Please say how many lines in the material include the string "true", and nothing else.

____________________

PR #500, opened 2016-10-03
Fix #496: Remove view bounds support in Dotty dialect

### LINKED ISSUE #496: Remove view bounds support in Dotty dialect
View bounds have been completely removed in Dotty. The Dotty parser still supports them, so a good idea would be to remove such support. The Dotty dialect should fail for something like:
```scala
def foo[T <% Whatever](t: T) = ???
```
  
Current implementation: https://github.com/scalameta/scalameta/blob/master/scalameta/parsers/src/main/scala/scala/meta/internal/parsers/ScalametaParser.scala#L2782

jonas:
References #269

### DIFF
--- a/scalameta/dialects/src/main/scala/scala/meta/dialects/package.scala
+++ b/scalameta/dialects/src/main/scala/scala/meta/dialects/package.scala
@@ -44,6 +44,10 @@ import scala.compat.Platform.EOL
   // Necessary to support popular script-like DSLs.
   def allowToplevelTerms: Boolean
 
+  // Are view bounds supported by this dialect?
+  // Removed in Dotty.
+  def allowViewBounds: Boolean
+
   // What kind of separator is necessary to split top-level statements?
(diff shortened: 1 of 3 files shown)


scalameta/dialects/src/main/scala/scala/meta/dialects/package.scala
```diff
@@ -78,6 +83,7 @@ package object dialects {
     def allowInline = false
     def allowSpliceUnderscore = Scala210.allowSpliceUnderscore
     def allowToplevelTerms = true
+    def allowViewBounds = true
```
olafurpg: Please reference `Scala210.allowViewBounds` in all dialects where the setting is true.

jonas: OK, missed that pattern. Made `Paradise211` reference `Scala211`.

xeno-by:
LGTM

____________________

* [Answer area]: 3